Hacker News new | ask | show | jobs
by d4rti 1320 days ago
Stuff I've used:

  - Prophet - seems to be the current 'standard' choice
  - ARIMA - Classical choice
  - Exponential Moving Average - dead simple to implement, works well for stuff that's a time series but not very seasonal
  - Kalman/Statespace model - used by Splunk's predict[1] command (pretty sure I always used LLP5)
I did some anomaly detection work, in business transactions, and found the best way was to create a sort of ensemble model, where we applied all the models, and kept any anomalies, then used simple rules to only alert on 'interesting' anomalies, like:

  - 2-3 anomalies in a row
  - high deviation from expected
  - multiple models all detected anomaly
To improve signal vs noise.

[1] :https://docs.splunk.com/Documentation/Splunk/9.0.1/SearchRef...

2 comments

> - 2-3 anomalies in a row

> - high deviation from expected

> - multiple models all detected anomaly

This is basically what statistical process control charts do for you.

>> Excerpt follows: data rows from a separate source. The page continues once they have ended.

PR #30620, opened 2026-08-28
feat: add Fable support and per-model usage limits

bendrucker:
## Description

Adds Fable in the two places the extension hardcodes a list of Claude models.

Model Statistics matched on opus, sonnet, and haiku, so `claude-fable-5` landed in Unknown. Fable gets a new Frontier tier above Premium rather than joining it, since it costs roughly twice what Opus does per token. Tiers also render in a fixed order now instead of however the models arrived.

For usage limits there is no `seven_day_fable` field to add. The live endpoint returns model-scoped windows in a self-describing `limits` array, where each entry carries its own `group` and `scope.model.display_name`, so a model Anthropic adds later needs no extension update. The older `seven_day_sonnet` and `seven_day_opus` fields still supply any window the array does not carry.

Per-model windows used to render only in the menu bar. They now also appear in the Usage Limits detail view and the `get-usage-limits` AI tool, all three sharing one derivation. That fixes the menu bar title under-reporting whenever a model-scoped window was the binding limit.

Fable shows a whole-number percent below while the totals keep one decimal. `limits[].percent` arrives rounded, and `five_hour` and `seven_day` are floats.

The endpoint is undocumented, so the schema stays permissive. An entry naming no model drops its own row instead of failing the parse for the whole payload.

## Screencast

Usage Limits detail view, with the Fable weekly window beneath the 5-hour and 7-day totals:

Usage Limits detail view showing 5-Hour, 7-Day, and Fable Weekly Limit sections

Menu bar Rate Limits section, with the same three windows:

Menu bar Rate Limits dropdown showing 5-Hour at 69 percent, 7-Day at 53 percent, and Fable at 28 percent

Both are captures from a live account with a Fable weekly window.

## Checklist


pernielsentikaer (approved):
Looks good to me, approved 🔥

If you haven't learned about it already, I can recommend looking it up!

Statistical process control always seemed like some thing that would benefit me in my work, but I don't know anything about it. I have looked up random Wikipedia articles, but that's all I know. Do you know of any more "serious" learning resources in that area?
I think the most succinct intro I have found is Donald Wheeler's Understanding Variation.

I've long wanted to write an open article series for someone like you but never gotten around to it. There's so much information out there, but you sort of have to piece it together on your own, which is suboptimal.

You know what? I finally bit the bullet thanks to your comment: https://news.ycombinator.com/item?id=33507217
I don't know what you've been using Prophet for but I found it to be very brittle.
Yup, as per my other comment (https://news.ycombinator.com/context?id=33448802), fbprophet is largely tuned for a few years of somewhat regular business data sampled daily (e.g. sales per day). Outside its comfort zone (e.g. if you have monthly, or hourly/minutely data, or step changes / level shifts) it can fall apart pretty quickly. But its comfort zone happens to be very popular in business settings.

To be fair, it's pretty hard to create generic models that are can robustly handle any random time series.

Fair enough, when I was working with monthly sales, it was pretty bad.